The angle of elevation of the top of a tower

Solution:

Let the height of the tower be $h$.

also, $\quad S R=x \mathrm{~m}, \angle P S R=\theta$

Given that, $Q S=20 \mathrm{~m}$

and $\angle P Q R=30^{\circ}$

Now, in $\triangle P S R$,

$\tan \theta=\frac{P R}{S R}=\frac{h}{x}$

$\Rightarrow$ $\tan \theta=\frac{h}{x}$

$\Rightarrow$ $x=\frac{h}{\tan \theta}$  $\ldots$ (i)

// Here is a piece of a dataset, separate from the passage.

PR #3805, opened 2025-08-19
[backend] Adding possibility to provide instance ID (#3644)

### LINKED ISSUE #3644: Make it possible to provide platform ID to be used at initial deployment or when cloning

Now, in $\triangle P Q R$, 

$\tan 30^{\circ}=\frac{P R}{Q R}=\frac{P R}{Q S+S R}$

$\Rightarrow$ $\tan 30^{\circ}=\frac{h}{20+x}$

$\Rightarrow$ $20+x=\frac{h}{\tan 30^{\circ}}=\frac{h}{1 / \sqrt{3}}$

$\Rightarrow$ $20+x=h \sqrt{3}$

$\Rightarrow$ $20+\frac{h}{\tan \theta}=h \sqrt{3}$ .....(ii) [from Eq. (i)]

Since, after moving $20 \mathrm{~m}$ towards the tower the angle of elevation of the top increases by $15^{\circ}$.

i.e. $\angle P S R=\theta=\angle P Q R+15^{\circ}$

$\Rightarrow \quad \theta=30^{\circ}+15=45^{\circ}$

$\therefore \quad 20+\frac{h}{\tan 45^{\circ}}=h \sqrt{3}$ [from Eq. (i)]

$\Rightarrow \quad 20+\frac{h}{1}=h \sqrt{3}$

$\Rightarrow \quad h(\sqrt{3}-1)=20$

$\therefore$ $h=\frac{20}{\sqrt{3}-1} \cdot \frac{\sqrt{3}+1}{\sqrt{3}+1}$ [by rationalisation]

$\Rightarrow$ $=\frac{20(\sqrt{3}+1)}{3-1}=\frac{20(\sqrt{3}+1)}{2}$

$\Rightarrow$ $=10(\sqrt{3}+1) m$

Hence, the required height of tower is $10(\sqrt{3}+1) \mathrm{m}$.